*Task description:*
Take the data below and extract the lines from the one with "a) The bottom" to the one with "Tidy data 604", inclusive, exactly as written.

(Stored data entries)
Start of Block

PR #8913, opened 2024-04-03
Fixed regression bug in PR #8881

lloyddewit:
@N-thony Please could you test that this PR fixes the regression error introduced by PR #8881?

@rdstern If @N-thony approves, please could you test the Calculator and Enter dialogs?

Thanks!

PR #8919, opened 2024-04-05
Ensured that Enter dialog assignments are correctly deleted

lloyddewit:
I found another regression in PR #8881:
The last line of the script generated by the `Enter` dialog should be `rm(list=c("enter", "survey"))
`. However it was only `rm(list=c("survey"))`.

End of Block
Start of Block

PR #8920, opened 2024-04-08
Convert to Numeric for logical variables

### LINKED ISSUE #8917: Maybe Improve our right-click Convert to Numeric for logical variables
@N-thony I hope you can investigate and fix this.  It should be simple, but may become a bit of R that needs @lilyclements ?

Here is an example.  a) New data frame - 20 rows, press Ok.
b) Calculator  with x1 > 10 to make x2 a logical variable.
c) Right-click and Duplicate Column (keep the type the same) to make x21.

End of Block
Start of Block

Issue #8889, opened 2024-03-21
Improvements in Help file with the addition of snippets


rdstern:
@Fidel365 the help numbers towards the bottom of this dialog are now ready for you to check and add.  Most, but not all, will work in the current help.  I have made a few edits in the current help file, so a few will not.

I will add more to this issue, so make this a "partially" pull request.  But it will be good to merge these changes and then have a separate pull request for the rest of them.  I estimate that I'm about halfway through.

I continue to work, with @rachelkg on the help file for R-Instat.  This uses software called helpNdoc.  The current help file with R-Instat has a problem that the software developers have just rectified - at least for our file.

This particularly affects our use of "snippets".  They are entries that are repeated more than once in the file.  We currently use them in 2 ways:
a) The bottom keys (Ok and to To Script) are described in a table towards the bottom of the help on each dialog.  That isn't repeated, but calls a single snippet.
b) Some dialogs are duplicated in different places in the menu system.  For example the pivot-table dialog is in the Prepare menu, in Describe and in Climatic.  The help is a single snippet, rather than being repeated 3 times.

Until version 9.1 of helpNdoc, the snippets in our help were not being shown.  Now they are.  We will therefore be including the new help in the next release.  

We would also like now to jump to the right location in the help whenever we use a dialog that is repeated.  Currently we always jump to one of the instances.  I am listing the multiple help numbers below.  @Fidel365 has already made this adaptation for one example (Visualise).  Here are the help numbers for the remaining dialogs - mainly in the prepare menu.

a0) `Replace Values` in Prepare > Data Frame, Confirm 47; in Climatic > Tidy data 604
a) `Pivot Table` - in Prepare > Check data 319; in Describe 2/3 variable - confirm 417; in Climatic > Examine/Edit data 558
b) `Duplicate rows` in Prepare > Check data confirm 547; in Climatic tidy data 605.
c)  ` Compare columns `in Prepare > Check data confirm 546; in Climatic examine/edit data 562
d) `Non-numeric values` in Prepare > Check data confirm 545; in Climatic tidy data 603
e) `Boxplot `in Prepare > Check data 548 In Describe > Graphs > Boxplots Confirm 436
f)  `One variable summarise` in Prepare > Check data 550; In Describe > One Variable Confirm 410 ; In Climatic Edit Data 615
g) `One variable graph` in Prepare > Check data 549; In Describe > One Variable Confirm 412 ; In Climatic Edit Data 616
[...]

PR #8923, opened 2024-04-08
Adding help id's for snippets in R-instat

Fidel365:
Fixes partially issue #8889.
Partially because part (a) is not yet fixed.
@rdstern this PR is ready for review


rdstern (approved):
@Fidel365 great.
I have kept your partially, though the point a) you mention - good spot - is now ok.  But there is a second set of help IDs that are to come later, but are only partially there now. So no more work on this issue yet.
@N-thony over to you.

End of Block

*Answer to the exercise:*
a) The bottom keys (Ok and to To Script) are described in a table towards the bottom of the help on each dialog.  That isn't repeated, but calls a single snippet.
b) Some dialogs are duplicated in different places in the menu system.  For example the pivot-table dialog is in the Prepare menu, in Describe and in Climatic.  The help is a single snippet, rather than being repeated 3 times.

Until version 9.1 of helpNdoc, the snippets in our help were not being shown.  Now they are.  We will therefore be including the new help in the next release.  

We would also like now to jump to the right location in the help whenever we use a dialog that is repeated.  Currently we always jump to one of the instances.  I am listing the multiple help numbers below.  @Fidel365 has already made this adaptation for one example (Visualise).  Here are the help numbers for the remaining dialogs - mainly in the prepare menu.

a0) `Replace Values` in Prepare > Data Frame, Confirm 47; in Climatic > Tidy data 604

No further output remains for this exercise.